La Chine retire les cartes de presse de trois journalistes du Wall Street Journal après un titre controversé
La Chine retire les cartes de presse de trois journalistes du Wall Street Journal après un titre controversé - © Tous droits réservés

Le gouvernement chinois a annoncé mercredi qu'il retirait les cartes de presse de trois journalistes du Wall Street Journal (WSJ) accrédités en Chine, à cause du titre d'un éditorial du quotidien américain que Pékin a jugé raciste.

Le porte-parole du ministère chinois des Affaires étrangères, Geng Shuang, a expliqué à la presse que le titre de l'éditorial publié le 3 février ("La Chine est le véritable homme malade de l'Asie") était "empreint de discrimination raciale" et "sensationnaliste". Il a reproché au WSJ de ne pas avoir présenté les excuses que Pékin réclamait.

"Les Etats-Unis ont parallèlement annoncé mardi qu'ils commenceraient à considérer cinq grands médias officiels chinois (dont l'agence Chine nouvelle) comme des ambassades étrangères, ce qui les contraindra à enregistrer auprès du département d'Etat leurs employés et leurs propriétés sur le territoire américain" expliquait Reuter.

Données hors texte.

PR #2809, opened 2024-08-27
feat(Plugin): Add AlwaysExpandRoles

surgedevs:
Adds a plugin to always expand the role list in profile popouts.
This was highly requested and sparked drama in the Discord server, very small plugin, not sure what else to say.

### DIFF
--- a/src/plugins/alwaysExpandRoles/index.ts
+++ b/src/plugins/alwaysExpandRoles/index.ts
@@ -1,0 +1,17 @@
+import { Devs } from "@utils/constants";
+import definePlugin from "@utils/types";
+
+export default definePlugin({
+    name: "AlwaysExpandRoles",
+    description: "Always expands the role list in profile popouts",
+    authors: [Devs.surgedevs],
+    patches: [
+        {
+            find: "action:\"EXPAND_ROLES\"",
+            replacement: {
+                match: /(let\s+\i=\d+===\i\?\i:)\d+;/,
+                replace: "$1Number.MAX_VALUE;"
+            }
+        }
+    ]
+});


Nuckyz:
We should probably migrate the settings from the  old ShowAllRoles

people who had it enabled will likely already want this enabled

surgedevs:
> We should probably migrate the settings from the old ShowAllRoles
> 
> people who had it enabled will likely already want this enabled

Added, also added the missing README.md

Sqaaakoi:
How about adding an option to hide the collapse button?

sadan4:
> How about adding an option to hide the collapse button?

could you just use CSS for that?

src/plugins/alwaysExpandRoles/README.md
```diff
@@ -0,0 +1,3 @@
+# Always Expand Roles
+
+Always expands the role list in profile popouts, like the now deleted ShowAllRoles used to do
```
Nuckyz, line 3:
```suggestion
Always expands the role list in profile popouts
```

src/plugins/alwaysExpandRoles/index.ts
```diff
@@ -0,0 +1,37 @@
...
+import definePlugin from "@utils/types";
+
+migratePluginSettings("AlwaysExpandRoles", "ShowAllRoles");
+export default definePlugin({
+    name: "AlwaysExpandRoles",
+    description: "Always expands the role list in profile popouts",
+    authors: [Devs.surgedevs],
+    patches: [
+        {
+            find: "action:\"EXPAND_ROLES\"",
```
Nuckyz, line 30:
```suggestion
            find: 'action:"EXPAND_ROLES"',
```

src/plugins/alwaysExpandRoles/index.ts
```diff
@@ -0,0 +1,37 @@
...
+            replacement: {
+                match: /(\[\i,\i\]=\i\.useState\()!1\)/,
+                replace: "$1!0)"
```
Nuckyz, line 33:
```suggestion
                match: /(roles:\i(?=.+?(\i)\(!0\)[,;]\i\({action:"EXPAND_ROLES"}\)).+?\[\i,\2\]=\i\.useState\()!1\)/,
                replace: (_, rest) => `${rest}!0)`
```

Sorry if this regex looks like hell, it's just abusing lookaheads to make sure we are changing the correct useState

Nuckyz (changes requested):

Nuckyz:
> How about adding an option to hide the collapse button?

not worth that's so minimal

src/plugins/alwaysExpandRoles/index.ts
Sqaaakoi: Why use a replacement function?

Nuckyz: naming the capturing groups

Sqaaakoi: Also that `\2` is almost certainly a typo

Nuckyz (approved):

Nuckyz:
Thank you!

surgedevs:
> Hello, thanks for the plugin!
> 
> I think adding an option to hide the collapse button would be good as part of the plugin. Since the roles are always expanded, there's not really a reason you would want to collapse them (since you expressed your preference not to collapse).

This was already discussed above.

```css
div:has(> div[class^=collapseButton_]) {
    display: none;
}
```

Nuckyz:
> Hello, thanks for the plugin!
> 
> I think adding an option to hide the collapse button would be good as part of the plugin. Since the roles are always expanded, there's not really a reason you would want to collapse them (since you expressed your preference not to collapse).

The button is so small it makes no difference to have it there or not. Also useful when you want to collapse for some reason

PR #2812, opened 2024-08-28
feat(CustomRPC): Adds a button to disable CustomRPC directly from the account panel 

LooosaZ:
Using the GameToggleActivity button code I was able to add a similar feature to CustomRPC, where before this, you would need to enter the plugins page and disable it from there, now, all you need to do is click on the "Disable CustomRPC" button added to the account panel.
Button


surgedevs:
This change is way to niche, no one really needs a shortcut to enable/disable CustomRPC, additionally this clutters up the profile space and even breaks without a theme:
image

PR #2814, opened 2024-08-29
Some permissions changes

gorciu-official:
I think this will be better


gorciu-official:
some fucking changes included, will be reposted

PR #2816, opened 2024-08-30
feat(Plugin): EnhancedUserTags

vishnyanetchereshnya:
Replaces and extends default tags (Official, Original Poster, etc.) with a crown icon, the type of which depends on the user's permissions
Discord_uJGkaKB9qd
Discord_TOmGSpgzUy
Discord_Q6UweE6QHk
Discord_E3JuwBSavR
Discord_QR6pVKOejF


surgedevs:
This would be much better as a separate option for MoreUserTags and not as its own plugin.
https://github.com/Vendicated/Vencord/tree/main/src/plugins/moreUserTags

vishnyanetchereshnya:
> This would be much better as a separate option for MoreUserTags and not as its own plugin. https://github.com/Vendicated/Vencord/tree/main/src/plugins/moreUserTags

wdym "separate option"? what's exactly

Aucune restriction ne sera en revanche appliquée aux activités journalistiques chinoises sur le sol américain.

"Nous exprimons notre profond mécontentement et notre ferme opposition", a souligné Geng Shuang, affirmant que les médias chinois avaient toujours réalisé leur travail "conformément aux principes d'objectivité, d'équité, de vérité et d'exactitude".

Les responsables du département d'Etat, qui ont dit avoir informé les cinq groupes des nouvelles règles mardi matin, ont affirmé que l'emprise du régime s'était accrue sur les médias depuis l'arrivée au pouvoir du président Xi Jinping en 2013.

"Il ne fait aucun doute que ces cinq entités font partie de l'appareil de propagande de l'Etat-parti (chinois) et qu'elles reçoivent des ordres directement d'en haut", a dit un responsable américain à la presse sous couvert de l'anonymat.

"Nous savons tous qu'ils sont contrôlés par l'Etat depuis toujours, mais ce contrôle s'est renforcé avec le temps et c'est devenu beaucoup plus agressif (dans le cadre de) leurs activités en dehors des Etats-Unis", a-t-il affirmé.